━━ Entries supplied ━━

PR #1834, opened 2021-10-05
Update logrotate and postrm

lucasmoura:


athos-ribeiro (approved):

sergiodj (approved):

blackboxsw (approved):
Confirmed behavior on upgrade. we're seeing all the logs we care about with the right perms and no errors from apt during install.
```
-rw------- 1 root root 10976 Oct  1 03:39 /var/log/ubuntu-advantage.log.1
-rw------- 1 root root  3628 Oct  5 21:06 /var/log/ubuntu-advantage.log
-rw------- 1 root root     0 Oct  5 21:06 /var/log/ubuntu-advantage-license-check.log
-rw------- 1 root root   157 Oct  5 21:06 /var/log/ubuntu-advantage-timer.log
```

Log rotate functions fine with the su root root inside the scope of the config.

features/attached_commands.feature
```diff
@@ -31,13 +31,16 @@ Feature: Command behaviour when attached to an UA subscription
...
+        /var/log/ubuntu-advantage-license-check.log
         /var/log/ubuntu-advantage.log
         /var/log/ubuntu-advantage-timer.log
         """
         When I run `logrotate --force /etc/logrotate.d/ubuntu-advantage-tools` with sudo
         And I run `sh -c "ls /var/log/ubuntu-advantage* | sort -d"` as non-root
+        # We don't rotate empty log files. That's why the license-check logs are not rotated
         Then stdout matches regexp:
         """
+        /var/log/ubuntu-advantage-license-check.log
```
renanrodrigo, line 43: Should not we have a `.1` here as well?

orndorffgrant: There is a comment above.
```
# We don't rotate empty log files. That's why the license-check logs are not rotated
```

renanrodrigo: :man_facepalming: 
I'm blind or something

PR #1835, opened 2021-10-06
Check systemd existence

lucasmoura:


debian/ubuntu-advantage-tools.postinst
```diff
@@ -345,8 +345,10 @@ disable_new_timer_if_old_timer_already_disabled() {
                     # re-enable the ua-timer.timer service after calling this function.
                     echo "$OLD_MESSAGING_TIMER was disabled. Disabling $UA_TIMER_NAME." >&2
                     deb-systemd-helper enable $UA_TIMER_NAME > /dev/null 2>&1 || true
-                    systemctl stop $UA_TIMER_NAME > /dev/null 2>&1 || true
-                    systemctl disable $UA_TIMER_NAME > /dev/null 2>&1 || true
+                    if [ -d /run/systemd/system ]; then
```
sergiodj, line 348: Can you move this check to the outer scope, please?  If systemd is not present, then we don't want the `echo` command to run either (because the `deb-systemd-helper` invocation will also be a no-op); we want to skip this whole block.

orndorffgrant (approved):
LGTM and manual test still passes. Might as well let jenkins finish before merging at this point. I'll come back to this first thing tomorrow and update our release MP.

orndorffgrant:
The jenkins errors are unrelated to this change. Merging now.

━━━

→ **What this task involves**
Each line of the material that contains the string "null" has to be copied out.

→ **Answer**
                     deb-systemd-helper enable $UA_TIMER_NAME > /dev/null 2>&1 || true
-                    systemctl stop $UA_TIMER_NAME > /dev/null 2>&1 || true
-                    systemctl disable $UA_TIMER_NAME > /dev/null 2>&1 || true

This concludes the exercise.